(Stored items)
Issue #4784, opened 2025-01-29
Calling unit.x in a frozen class causes memory leak like issue


JPMarquardt:
Title. A minimum reproducible snippet:

```
from dataclasses import dataclass
from openmm import unit
from tqdm import tqdm

@dataclass(frozen=True)
class test_unit:
    def __post_init__(self):
        unit.nano * unit.meter

for i in tqdm(range(round(10e10))):
    a = test_unit()
    del a
```

The number of iterations per second decreases precipitously.

Python v: 3.11.7
Openmm v: 8.1.1

peastman:
What leads you to think it's a memory leak?

Running your script with either `frozen=True` or `frozen=False` gives basically the same performance for me.

epretti:
I think the `dataclass` here shouldn't make a difference.  The slowdown in timing can be observed with
```
from openmm import unit
from tqdm import trange

for i in trange(10**6):
    unit.nano * unit.meter
```
What I think is happening is that `unit.meter_base_unit._conversion_factor_to` is filling up with identical entries that are then looped over in `unit.BaseUnit.define_conversion_factor_to`.  This gets called every time `unit.SIPrefix.__mul__` is invoked.  Possibly related is the note on line 67 of `wrappers/python/openmm/unit/prefix.py`:
```
# TODO - check for existing BaseUnit with same name, symbol, and factor
```
This isn't done in the current implementation; instead, a new object is created every time.

I can try to look into how to fix this.

peastman:
That would be great.

PR #4785, opened 2025-01-31
Compare and track openmm.unit.BaseUnit objects by name

epretti:
This addresses #4784.  Note that previously, the behavior of `BaseUnit` with respect to comparison of and interaction between different unit objects having the same name was ambiguous.  For instance, I would assume that after
```
import openmm.unit as unit
dim = unit.BaseDimension("test")
a = unit.BaseUnit(dim, "test_a", "test_a")
b = unit.BaseUnit(dim, "test_b", "test_b")
b.define_conversion_factor_to(a, 10)
b2 = unit.BaseUnit(dim, "test_b", "test_b")
```
either `b2` should behave equal to `b` and have conversion factor of `1` to `b` and `10` to `a`, or `b2` should not behave equal to `b` and refuse to be converted to `a` or `b`.  However,
```
for i in (a, b, b2):
    for j in (a, b, b2):
        try:
            print(f"{i.conversion_factor_to(j):4.1f}", end=" ")
        except Exception:
            print("????", end=" ")
    print()
```
prints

* **What the task asks**: Show the lines of the records that include the string "think".

* **Expected output**:
What leads you to think it's a memory leak?
I think the `dataclass` here shouldn't make a difference.  The slowdown in timing can be observed with
What I think is happening is that `unit.meter_base_unit._conversion_factor_to` is filling up with identical entries that are then looped over in `unit.BaseUnit.define_conversion_factor_to`.  This gets called every time `unit.SIPrefix.__mul__` is invoked.  Possibly related is the note on line 67 of `wrappers/python/openmm/unit/prefix.py`:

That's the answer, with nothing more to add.